PR #474, opened 2021-08-11
NOTIF-190 Add last cronjob run

bennetelli:


backend/src/main/resources/db/migration/V1.22.0__NOTIF-190_cronjob_timestamp.sql
```diff
@@ -0,0 +1,7 @@
+CREATE TABLE cronjob_run (
+    id UUID NOT NULL,
+    last_run TIMESTAMP
+) WITH (OIDS=FALSE);
+
+INSERT INTO cronjob_run (id, last_run) VALUES
+('3db0955b-751b-48cd-b531-c1d81596d133', NOW());
```
bennetelli, line 7: NOW() is probably wrong. Does anyone have a preference what I should insert here?

bennetelli:
> I think we should probably use other name for the table, `cron_job` is too generic, we might have more `cron_jobs`.
> Some other thing, is that the real aggregation doesn't happen in the aggregator code. So we might want to move this code to the backend side and probably store the account / bundle / app where this happened?

Regarding the table name. Usually our table names are in singular, not in plural. A table "person" always stores multiple persons, but from a modeling and OR Mapping perspective we would also have a class like 

Car for example which stores a List<Person> instead of a List<Persons>. I would say cron_job is better than cron_jobs here.

josejulio:
> Regarding the table name. Usually our table names are in singular, not in plural. A table "person" always stores multiple persons, but from a modeling and OR Mapping perspective we would also have a class like Car for example which stores a List of entity Person instead of a List of entity PersonS. I would say cron_job is better than cron_jobs here.

Ah sorry, I wasn't suggestion `cron_jobs` as the table name, i was thinking that `cron_job` is too generic, and we might have something like `failed_aggregation` table or so, with the actual failed things that we need to repeat

bennetelli:
> I think we should probably use other name for the table, `cron_job` is too generic, we might have more `cron_jobs`.
> Some other thing, is that the real aggregation doesn't happen in the aggregator code. So we might want to move this code to the backend side and probably store the account / bundle / app where this happened?

Regarding "moving the code". I would say it's ok where it is. The aggregator is the cron job and from a responsibility point of view the cron job should know when its last run was. Not other services.

josejulio:
> Regarding "moving the code". I would say it's ok where it is. The aggregator is the cron job and from a responsibility point of view the cron job should know when its last run was. Not other services.

The point I want to convey here is that there isn't a lot of things that could fail in the aggregator code - It currently queries what needs to be aggregated and sends it to the backend (though kafka).

I'm suggesting that the backend should report what failed, so the aggregator can schedule a repeat of some aggregation.

bennetelli:
> > Regarding "moving the code". I would say it's ok where it is. The aggregator is the cron job and from a responsibility point of view the cron job should know when its last run was. Not other services.
> 
> Ah, I'm thinking that instead of writing when a cron was executed, check when an aggregation failed (and it's related params) to help retry in the future.

That's under control of Kubernetes/OpenShift. It automatically retries in case of a failure. 
With the previous solution with @Scheduled it would be necessary to do what you described. But with Kubernetes/OpenShift managing the cronjob, these things shouldn't be managed within the application when the platform is holding all the informations about this. 

Or am I wrong?

aggregator/src/main/java/com/redhat/cloud/notifications/processors/email/aggregators/DailyEmailAggregationJob.java
```diff
@@ -59,11 +65,13 @@ public void processDailyEmail(Instant scheduledFireTime) {
...
     }
 
-    List<AggregationCommand> processAggregateEmails(Instant scheduledFireTime) {
-        Instant yesterdayScheduledFireTime = scheduledFireTime.minus(DAILY.getDuration());
+    List<AggregationCommand> processAggregateEmails() {
+        Instant scheduledFireTime = emailAggregationResources.getLastCronJobRun().getLastRun();
+        Instant yesterdayScheduledFireTime = scheduledFireTime.minus(EmailSubscriptionType.DAILY.getDuration());
 
         LocalDateTime endTime = LocalDateTime.ofInstant(scheduledFireTime, UTC);
         LocalDateTime startTime = LocalDateTime.ofInstant(yesterdayScheduledFireTime, UTC);
```
gwenneg, line 73: These conversions could be avoided if `CronJobRun#lastRun` was a `LocalDateTime` instead of an `Instant`.

aggregator/src/main/java/com/redhat/cloud/notifications/processors/email/aggregators/DailyEmailAggregationJob.java
```diff
@@ -59,11 +65,13 @@ public void processDailyEmail(Instant scheduledFireTime) {
         }
     }
 
-    List<AggregationCommand> processAggregateEmails(Instant scheduledFireTime) {
-        Instant yesterdayScheduledFireTime = scheduledFireTime.minus(DAILY.getDuration());
+    List<AggregationCommand> processAggregateEmails() {
+        Instant scheduledFireTime = emailAggregationResources.getLastCronJobRun().getLastRun();
+        Instant yesterdayScheduledFireTime = scheduledFireTime.minus(EmailSubscriptionType.DAILY.getDuration());
```
gwenneg, line 70: Shouldn't `scheduledFireTime` be `Instant.now()` (the same object than the one persisted after this method is executed) and `yesterdayScheduledFireTime` be `emailAggregationResources.getLastCronJobRun().getLastRun()`?

gwenneg (changes requested):

aggregator/src/main/java/com/redhat/cloud/notifications/db/EmailAggregationResources.java
```diff
@@ -35,4 +38,31 @@
                 .setParameter("end", end)
                 .getResultList();
     }
+
+    @Transactional
+    public Integer purgeOldAggregation(EmailAggregationKey key, LocalDateTime lastUsedTime) {
```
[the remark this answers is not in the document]
josejulio: I think it can be safely removed, we don't purge aggregations in the aggregator

gwenneg:
I can't comment that part because it's too far from this PR changes in the code, but why does `DailyEmailAggregationJob#processDailyEmail` contain two `emitter#send` calls in a row?

https://github.com/RedHatInsights/notifications-backend/blob/602c34d37ff44e0f9b8d838a2c6b5c2c3f711b98/aggregator/src/main/java/com/redhat/cloud/notifications/processors/email/aggregators/DailyEmailAggregationJob.java#L47-L48

josejulio:
> I can't comment that part because it's too far from this PR changes in the code, but why does `DailyEmailAggregationJob#processDailyEmail` contain two `emitter#send` calls in a row?

Yikes, that looks like a bug :bug:

gwenneg:
`CompletableFuture` is eager (unlike `Uni` which is lazy) so each aggregation command should be sent twice with the current version.

aggregator/src/main/java/com/redhat/cloud/notifications/db/EmailAggregationResources.java
```diff
@@ -35,4 +38,31 @@
...
+    @Transactional
+    public CronJobRun getLastCronJobRun() {
+        String query = "SELECT id, last_run FROM cronjob_run";
+        return session.createNativeQuery(query, CronJobRun.class).getSingleResult();
+    }
+
+    public void updateLastCronJobRun(UUID id, Instant lastRun) {
+        String query = "UPDATE cronjob_run SET last_run = :lastRun WHERE id = :id";
+        session.createNativeQuery(query, CronJobRun.class)
+                .setParameter("last_run", lastRun)
```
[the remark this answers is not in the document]
bennetelli: isn't the native one more save as it's a prepared statement?

aggregator/src/test/java/com/redhat/cloud/notifications/processors/email/aggregators/DailyEmailAggregationJobTest.java
```diff
@@ -4,17 +4,15 @@
...
-import com.redhat.cloud.notifications.models.EmailSubscriptionType;
 import io.quarkus.test.common.QuarkusTestResource;
 import io.quarkus.test.junit.QuarkusTest;
 import org.junit.jupiter.api.BeforeAll;
 import org.junit.jupiter.api.Test;
 import org.junit.jupiter.api.TestInstance;
 import javax.inject.Inject;
-import java.time.Duration;
-import java.time.Instant;
 import java.util.List;
```
gwenneg, line 14: This class needs to test the messages emitted through SmallRye Reactive Messaging using `InMemoryConnector`.

gwenneg (changes requested):

aggregator/src/main/java/com/redhat/cloud/notifications/db/EmailAggregationResources.java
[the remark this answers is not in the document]
gwenneg: All Hibernate queries (native or not) use prepare statements under the hood.

aggregator/src/test/java/com/redhat/cloud/notifications/processors/email/aggregators/DailyEmailAggregationJobTest.java
bennetelli: I changed every of your findings besides the missing InMemoryConnector test. I will add it tomorrow morning.

aggregator/src/main/java/com/redhat/cloud/notifications/processors/email/aggregators/DailyEmailAggregationJob.java
```diff
@@ -38,19 +38,22 @@
     @Channel("aggregation")
     Emitter<String> emitter;
 
-    public void processDailyEmail(Instant scheduledFireTime) {
-        List<AggregationCommand> aggregationCommands = processAggregateEmails(scheduledFireTime);
+    public void processDailyEmail() {
+        List<AggregationCommand> aggregationCommands = processAggregateEmails();
```
gwenneg, line 42: This method and the one persisting the `LocalDateTime` into the database must use the same instance:
```suggestion
        LocalDateTime now = LocalDateTime.now(ZoneOffset.UTC);
        List<AggregationCommand> aggregationCommands = processAggregateEmails(now);
```

aggregator/src/main/java/com/redhat/cloud/notifications/processors/email/aggregators/DailyEmailAggregationJob.java
```diff
@@ -38,19 +38,22 @@
...
                 final String payload = objectMapper.writeValueAsString(aggregationCommand);
-                emitter.send(payload);
                 futures.add(emitter.send(payload).toCompletableFuture());
             } catch (JsonProcessingException e) {
                 LOG.warning("Could not transform AggregationCommand to JSON object.");
             }
         }
 
+        final CronJobRun lastCronJobRun = emailAggregationResources.getLastCronJobRun();
+        emailAggregationResources.updateLastCronJobRun(lastCronJobRun.getId(), Instant.now());
```
gwenneg, line 55: Related to my previous comment:
```suggestion
        emailAggregationResources.updateLastCronJobRun(lastCronJobRun.getId(), now);
```

aggregator/src/main/java/com/redhat/cloud/notifications/processors/email/aggregators/DailyEmailAggregationJob.java
```diff
@@ -59,11 +62,10 @@ public void processDailyEmail(Instant scheduledFireTime) {
         }
     }
 
-    List<AggregationCommand> processAggregateEmails(Instant scheduledFireTime) {
-        Instant yesterdayScheduledFireTime = scheduledFireTime.minus(DAILY.getDuration());
+    List<AggregationCommand> processAggregateEmails() {
+        LocalDateTime endTime = LocalDateTime.now();
```
gwenneg, line 66: Related to my previous comment:
```suggestion
    List<AggregationCommand> processAggregateEmails(LocalDateTime endTime) {
```

aggregator/src/test/java/com/redhat/cloud/notifications/processors/email/aggregators/DailyEmailAggregationJobTest.java
gwenneg: There are a few `hidden conversations` above with comments/questions. 😃

aggregator/src/main/java/com/redhat/cloud/notifications/db/EmailAggregationResources.java
```diff
@@ -35,4 +38,17 @@
...
+    public CronJobRun getLastCronJobRun() {
+        String query = "SELECT id, last_run FROM cronjob_run";
+        return session.createNativeQuery(query, CronJobRun.class).getSingleResult();
+    }
+
+    public void updateLastCronJobRun(UUID id, Instant lastRun) {
+        String query = "UPDATE CronJobRun SET lastRun = :lastRun WHERE id = :id";
+        session.createQuery(query)
+                .setParameter("id", id)
+                .setParameter("lastRun", lastRun);
```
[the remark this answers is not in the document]
bennetelli: f*** looks like I need vacation.

backend/src/main/resources/db/migration/V1.23.0__NOTIF-190_cronjob_timestamp.sql
```diff
@@ -0,0 +1,7 @@
+CREATE TABLE cronjob_run (
+    id UUID NOT NULL,
+    last_run TIMESTAMP
+) WITH (OIDS=FALSE);
+
+INSERT INTO cronjob_run (id, last_run) VALUES
+('3db0955b-751b-48cd-b531-c1d81596d133', '-infinity');
```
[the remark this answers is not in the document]
gwenneg: If the UUID purpose is to prevent multiple rows in the `cronjob_run` table, we already have something similar based on Postgres constraints with the application status. See [V1.20.0__NOTIF-226_maintenance_mode.sql](https://github.com/RedHatInsights/notifications-backend/blob/master/backend/src/main/resources/db/migration/V1.20.0__NOTIF-226_maintenance_mode.sql) and [CurrentStatus.java](https://github.com/RedHatInsights/notifications-backend/blob/master/backend/src/main/java/com/redhat/cloud/notifications/models/CurrentStatus.java#L34).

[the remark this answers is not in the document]
bennetelli: the UUID is the Generated PK of the CronJob class.
I would say it doesn't need to exist somewhere as we are initializing it in the flyway script,
then we always read the entry: 

        final CronJobRun lastCronJobRun = emailAggregationResources.getLastCronJobRun();
        emailAggregationResources.updateLastCronJobRun(lastCronJobRun.getId(), now);

and always update the same entry over and over again.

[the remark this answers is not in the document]
bennetelli: -Infinity is the oldest possible datetime entry in Postgres: https://stackoverflow.com/questions/19686635/earliest-timestamp-supported-in-postgresql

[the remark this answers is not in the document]
bennetelli: The latest change from Instant to LocalDate has broken the code completely.

I will make it a draft now and work on it when I am back from vacation.

aggregator/src/test/java/com/redhat/cloud/notifications/processors/email/aggregators/DailyEmailAggregationJobTest.java
bennetelli: I didn't hide these. Thought someone of you did it and don't want to talk about it anymore.

bennetelli:
Could it be that GitHub is hiding comments when the respective lines have changed?

bennetelli:
@gwenneg I just tested it locally by starting the cron job multiple times and comparing the start/end intervals.
That's working as expected. It's 12:30 and I should be in vacation already.. will commit my latest changes and write you via Slack.

gwenneg:
> Could it be that GitHub is hiding comments when the respective lines have changed?

GH hides somes parts of PRs/issues when they get too long. There are 5 hidden comments above but depending on how you read this, maybe they're not shown.

bennetelli:
> > Regarding the table name. Usually our table names are in singular, not in plural. A table "person" always stores multiple persons, but from a modeling and OR Mapping perspective we would also have a class like Car for example which stores a List of entity Person instead of a List of entity PersonS. I would say cron_job is better than cron_jobs here.
> 
> Ah sorry, I wasn't suggestion `cron_jobs` as the table name, i was thinking that `cron_job` is too generic, and we might have something like `failed_aggregation` table or so, with the actual failed things that we need to repeat

@gwenneg right now the name of the table is "cronjob_run". What's your preference? Is it okay or do you want a different name?

aggregator/src/main/java/com/redhat/cloud/notifications/models/CronJobRun.java
```diff
@@ -0,0 +1,48 @@
...
+    @GeneratedValue
+    @JsonProperty(access = READ_ONLY)
+    private UUID id;
+
+    @NotNull
+    private Instant lastRun;
+
+    public CronJobRun() {
+    }
+
```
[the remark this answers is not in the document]
bennetelli: I thought JPA would need a default constructor? Or am I oldschool already? :D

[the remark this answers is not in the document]
gwenneg: It does need a default constructor, but there's no need to write when there's no other constructor in the class. Java will add the default one automatically during build.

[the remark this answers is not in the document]
bennetelli: I thought back in the JPA 2 days it was necessary to declare that constructor always. As well as making the class serializable. But could be that this changed.

I know that Java does it under the hood. My question was more related to the JPA framework which (at least in the past) needed this constructor and serializable for the annotation scanning magic and to be consistent with the JSR

aggregator/src/test/java/com/redhat/cloud/notifications/processors/email/aggregators/DailyEmailAggregationJobTest.java
```diff
@@ -28,19 +34,52 @@
...
+        when(cronJobRun.getLastRun()).thenReturn(LocalDateTime.now().minusYears(1337));
+
+        final List<EmailAggregationKey> aggregationCommands = new LinkedList<>();
+        aggregationCommands.add(new EmailAggregationKey("tenant", "rhel", "policies"));
+        when(emailAggregationResources.getApplicationsWithPendingAggregation(any(), any())).thenReturn(aggregationCommands);
+
+        final ObjectMapper objectMapper1 = mock(ObjectMapper.class);
+        when(objectMapper1.writeValueAsString(anyString())).thenReturn("");
+
+//        verify(emitter).send(anyString());
```
bennetelli, line 76: here.

aggregator/src/test/java/com/redhat/cloud/notifications/DailyEmailAggregationJobTest.java
```diff
@@ -0,0 +1,178 @@
...
+
+        final String secondAggregation = results.received().get(1).getPayload();
+        assertTrue(secondAggregation.contains("accountId\":\"tenant"));
+        assertTrue(secondAggregation.contains("bundle\":\"rhel"));
+        assertTrue(secondAggregation.contains("application\":\"unknown-application"));
+        assertTrue(secondAggregation.contains("subscriptionType\":\"DAILY"));
+    }
+
+    @Test
+    void shouldNotChangeSomethingWhenCreatingSubscription() {
```
gwenneg, line 79: Why does the `src/test` folder still contain code related to `EmailSubscription` while there isn't a trace of `EmailSubscription` or `endpoint_email_subscriptions` in `src/main`? It looks like all code related to `EmailSubscription` should be entirely removed from this module, but maybe I missed some place in `src/main` where it is actually needed.

aggregator/pom.xml
```diff
@@ -80,6 +81,23 @@
...
+            <groupId>io.quarkus</groupId>
+            <artifactId>quarkus-junit5-mockito</artifactId>
+            <scope>test</scope>
+        </dependency>
+        <dependency>
+            <groupId>org.junit-pioneer</groupId>
+            <artifactId>junit-pioneer</artifactId>
+            <version>1.4.2</version>
+            <scope>test</scope>
+        </dependency>
```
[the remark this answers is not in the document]
bennetelli: Good catch. With Spring Boot this was a bit tricky and I somehow didn't think about trying it with Quarkus.
You are right. It's actually not necessary.

aggregator/pom.xml
```diff
@@ -80,6 +81,23 @@
...
+        <dependency>
+            <groupId>io.smallrye.reactive</groupId>
+            <artifactId>smallrye-reactive-messaging-in-memory</artifactId>
+            <version>2.0.3</version>
```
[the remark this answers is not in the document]
bennetelli: removed already.

aggregator/src/test/java/com/redhat/cloud/notifications/DailyEmailAggregationJobTest.java
```diff
@@ -0,0 +1,178 @@
...
+    void setUp() {
+        helpers.purgeAggregations();
+        helpers.purgeEmailSubscriptions();
+    }
+
+    @AfterEach
+    void tearDown() {
+        helpers.purgeAggregations();
+        helpers.purgeEmailSubscriptions();
+    }
```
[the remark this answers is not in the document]
bennetelli: oh nice! I didn't know this annotation exist. It seems to work :)

aggregator/src/test/java/com/redhat/cloud/notifications/db/ResourceHelpers.java
```diff
@@ -21,15 +20,12 @@
     @Inject
     Session session;
 
-    @Inject
-    EmailAggregationResources emailAggregationResources;
-
-    public void createSubscription(String tenant, String username, String bundle, String application, EmailSubscriptionType type) {
-        subscribe(tenant, username, bundle, application, type);
+    public void createDailySubscription(String tenant, String username, String bundle, String application) {
```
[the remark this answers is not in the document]
bennetelli: done

aggregator/src/main/java/com/redhat/cloud/notifications/db/EmailAggregationResources.java
```diff
@@ -35,4 +37,19 @@
                 .setParameter("end", end)
                 .getResultList();
     }
+
+    @Transactional
```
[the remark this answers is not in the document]
bennetelli: done

aggregator/src/test/java/com/redhat/cloud/notifications/db/ResourceHelpers.java
```diff
@@ -21,15 +20,12 @@
...
+        subscribe(tenant, username, bundle, application);
     }
 
-    public void removeSubscription(String tenant, String username, String bundle, String application, EmailSubscriptionType type) {
-        unsubscribe(tenant, username, bundle, application, type);
+    public void removeDailySubscription(String tenant, String username, String bundle, String application) {
```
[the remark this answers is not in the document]
bennetelli: done

aggregator/src/main/java/com/redhat/cloud/notifications/DailyEmailAggregationJob.java
```diff
@@ -82,11 +89,10 @@ public void processDailyEmail(Instant scheduledFireTime) {
                         startTime,
                         endTime,
                         DAILY,
-                        SECONDS.between(aggregateStarted, LocalDateTime.now()),
+                        SECONDS.between(endTime, LocalDateTime.now()),
```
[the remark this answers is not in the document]
bennetelli: fixed

aggregator/src/test/java/com/redhat/cloud/notifications/DailyEmailAggregationJobTest.java
```diff
@@ -0,0 +1,178 @@
...
+
+    @Test
+    @SetSystemProperty(key = "notifications.aggregator.email.subscription.periodic.cron.enabled", value = "true")
+    void shouldSentTwoAggregationsToKafkaTopic() {
+        helpers.addEmailAggregation("tenant", "rhel", "policies", "somePolicyId", "someHostId");
+        helpers.addEmailAggregation("tenant", "rhel", "unknown-application", "somePolicyId", "someHostId");
+
+        testee.processDailyEmail();
+
+        InMemorySink<String> results = connector.sink("aggregation");
```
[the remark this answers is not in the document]
bennetelli: done

aggregator/src/test/java/com/redhat/cloud/notifications/DailyEmailAggregationJobTest.java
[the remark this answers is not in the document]
gwenneg: I wish the same thing existed for Hibernate Reactive. I asked the Quarkus team for it but it's not ready yet 😢

aggregator/src/test/java/com/redhat/cloud/notifications/DailyEmailAggregationJobTest.java
bennetelli: Right now it's needed for the tests only. For creating test data and so on.

gwenneg: Yes I saw that, but why would we need that data if it's never used at run time?

gwenneg: Actually, the entire `com.redhat.cloud.notifications.models` package (as well as all related code) from `src/test` seems removable.

bennetelli: That's what I did with the latest 2-3 commits :)

bennetelli: the test I copied from backend was a bit misleading as it mixed subscription and aggregation features withint a large test and I got confused by it.

backend/src/main/resources/db/migration/V1.23.0__NOTIF-190_cronjob_timestamp.sql
```diff
@@ -0,0 +1,8 @@
+CREATE TABLE cronjob_run (
+    id UUID NOT NULL,
+    last_run TIMESTAMP,
+    CONSTRAINT pk_cronjob_run PRIMARY KEY (id)
+);
+
+INSERT INTO cronjob_run (id, last_run) VALUES
+('3db0955b-751b-48cd-b531-c1d81596d133', '08/20/1900 09:34:19.503344+0');
```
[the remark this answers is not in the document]
gwenneg: Here's how this script could look like with what I suggested:
```suggestion
CREATE TABLE cronjob_run (
    last_run TIMESTAMP,
    -- The following PK and CHECK constraints combination guarantees that the table will never contain more than one row.
    prevent_multiple_rows BOOLEAN PRIMARY KEY DEFAULT TRUE,
    CONSTRAINT status_table_should_never_contain_multiple_rows CHECK (prevent_multiple_rows)
);

INSERT INTO cronjob_run (value) VALUES ('08/20/1900 09:34:19.503344+0');
```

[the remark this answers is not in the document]
gwenneg: `CronJobRun` would need this attribute:

```
    /*
     * We don't need this field in the Java code but Hibernate needs each @Entity to have a field annotated with @Id.
     * This field has a real purpose in the database though: it is used to guarantee that the status table will never
     * contain more than one row. This is done with a combination of PK and CHECK SQL constraints.
     */
    @Id
    @JsonIgnore
    private boolean preventMultipleRows = true;
```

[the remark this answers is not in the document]
bennetelli: whereas 
INSERT INTO cronjob_run (value) VALUES ('08/20/1900 09:34:19.503344+0');

would need to be:

INSERT INTO cronjob_run (last_run) VALUES ('08/20/1900 09:34:19.503344+0');

I would say.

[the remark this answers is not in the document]
gwenneg: Yes, I copied that from `backend` and forgot a few details sorry 😄

backend/src/main/resources/db/migration/V1.28.0__NOTIF-190_cronjob_timestamp.sql
```diff
@@ -0,0 +1,8 @@
+CREATE TABLE cronjob_run (
+    last_run TIMESTAMP,
```
gwenneg, line 2: Sorry, I forgot this earlier 😄
```suggestion
    last_run TIMESTAMP NOT NULL,
```

aggregator/src/test/resources/db/migration/V1.0.0__aggregator.sql
```diff
@@ -39,17 +17,11 @@ CREATE TABLE email_aggregation (
...
 
-CREATE TABLE endpoint_email_subscriptions (
-    account_id VARCHAR(50) NOT NULL,
-    user_id VARCHAR(50) NOT NULL,
-    subscription_type VARCHAR(50) NOT NULL,
-    application_id UUID NOT NULL,
-    CONSTRAINT pk_endpoint_email_subscriptions PRIMARY KEY (account_id, user_id, subscription_type, application_id),
-    CONSTRAINT fk_endpoint_email_subscriptions_application_id FOREIGN KEY (application_id) REFERENCES applications(id)
+CREATE TABLE cronjob_run (
+    last_run TIMESTAMP,
```
gwenneg, line 21:
```suggestion
    last_run TIMESTAMP NOT NULL,
```

aggregator/src/main/java/com/redhat/cloud/notifications/models/CronJobRun.java
```diff
@@ -0,0 +1,33 @@
...
+@Table(name = "cronjob_run")
+public class CronJobRun {
+
+    /*
+     * We don't need this field in the Java code but Hibernate needs each @Entity to have a field annotated with @Id.
+     * This field has a real purpose in the database though: it is used to guarantee that the status table will never
+     * contain more than one row. This is done with a combination of PK and CHECK SQL constraints.
+     */
+    @Id
+    @JsonIgnore
```
gwenneg, line 20:
```suggestion
```

aggregator/src/test/java/com/redhat/cloud/notifications/helpers/ResourceHelpers.java
```diff
@@ -0,0 +1,63 @@
...
+    public void purgeEmailAggregations() {
+        session.createQuery("DELETE FROM EmailAggregation").executeUpdate();
+        session.flush();
+    }
+
+    @Transactional
+    public void purgeAggregations() {
+        session.createQuery("DELETE FROM EmailAggregation").executeUpdate();
+        session.flush();
+    }
```
gwenneg, line 49: Duplicate spotted!

aggregator/src/test/java/com/redhat/cloud/notifications/DailyEmailAggregationJobTest.java
```diff
@@ -0,0 +1,157 @@
...
+
+    @BeforeEach
+    void setUp() {
+        helpers.purgeEmailAggregations();
+    }
+
+    @Test
+    @TestTransaction
+    void shouldSentTwoAggregationsToKafkaTopic() {
+        System.setProperty("notifications.aggregator.email.subscription.periodic.cron.enabled", "true");
```
gwenneg, line 50: There's no guarantee tests will always be run in the same order from one JUnit version to another. It would be safer to use this in **all** tests (not only the first one) that require the cron job enabled:

```
System.setProperty("notifications.aggregator.email.subscription.periodic.cron.enabled", "true");
// test content
System.clearProperty("notifications.aggregator.email.subscription.periodic.cron.enabled");
```

aggregator/src/test/java/com/redhat/cloud/notifications/DailyEmailAggregationJobTest.java
```diff
@@ -0,0 +1,157 @@
...
+        DailyEmailAggregationJob dailyEmailAggregationJob = new DailyEmailAggregationJob(emailAggregationResources, objectMapper);
+
+        dailyEmailAggregationJob.processDailyEmail();
+        verifyNoInteractions(emailAggregationResources);
+    }
+
+    @Test
+    @TestTransaction
+    void shouldNotProcessMailsWhenNewCronJobIsDisabledByEnvironmentVariable() {
+        System.setProperty("notifications.aggregator.email.subscription.periodic.cron.enabled", "false");
```
gwenneg, line 140:
```suggestion
```

gwenneg (commented):
[This old comment](https://github.com/RedHatInsights/notifications-backend/pull/474#discussion_r701271991) (which is hidden by GitHub on my machine) requires your attention 😃

aggregator/src/test/java/com/redhat/cloud/notifications/helpers/ResourceHelpers.java
bennetelli: removed

aggregator/src/test/java/com/redhat/cloud/notifications/DailyEmailAggregationJobTest.java
bennetelli: i am clearing system properties before and after each test execution now.

aggregator/src/main/java/com/redhat/cloud/notifications/DailyEmailAggregationJob.java
```diff
@@ -27,31 +27,41 @@
...
+        LocalDateTime now = LocalDateTime.now(UTC);
+        List<AggregationCommand> aggregationCommands = processAggregateEmails(now);
+
+        List<CompletableFuture<Void>> futures = new ArrayList<>();
+        for (AggregationCommand aggregationCommand : aggregationCommands) {
+            try {
+                final String payload = objectMapper.writeValueAsString(aggregationCommand);
+                futures.add(emitter.send(payload).toCompletableFuture());
+            } catch (JsonProcessingException e) {
+                LOG.warning("Could not transform AggregationCommand to JSON object.");
```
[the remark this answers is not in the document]
gwenneg: > [This old comment](https://github.com/RedHatInsights/notifications-backend/pull/474#discussion_r701271991) (which is hidden by GitHub on my machine) requires your attention 😃

This suggestion won't work out of the box because of JUL but we need to log the exception:
```suggestion
                LOG.warning("Could not transform AggregationCommand to JSON object.", e);
```

aggregator/src/main/java/com/redhat/cloud/notifications/DailyEmailAggregationJob.java
```diff
@@ -20,38 +20,48 @@
...
```
gwenneg, line 59: > [This old comment](https://github.com/RedHatInsights/notifications-backend/pull/474#discussion_r701271991) (which is hidden by GitHub on my machine) requires your attention 😃

It's been burried by GitHub above so here's a copy of it:

This suggestion won't work out of the box because of JUL but we need to log the exception:
```suggestion
                LOG.warning("Could not transform AggregationCommand to JSON object.", e);
```

bennetelli:
I am not able to find anything here :(

gwenneg (approved):
LGTM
********************
Copy, from the data above, every line where the word "results" appears.

+        final String secondAggregation = results.received().get(1).getPayload();
+        InMemorySink<String> results = connector.sink("aggregation");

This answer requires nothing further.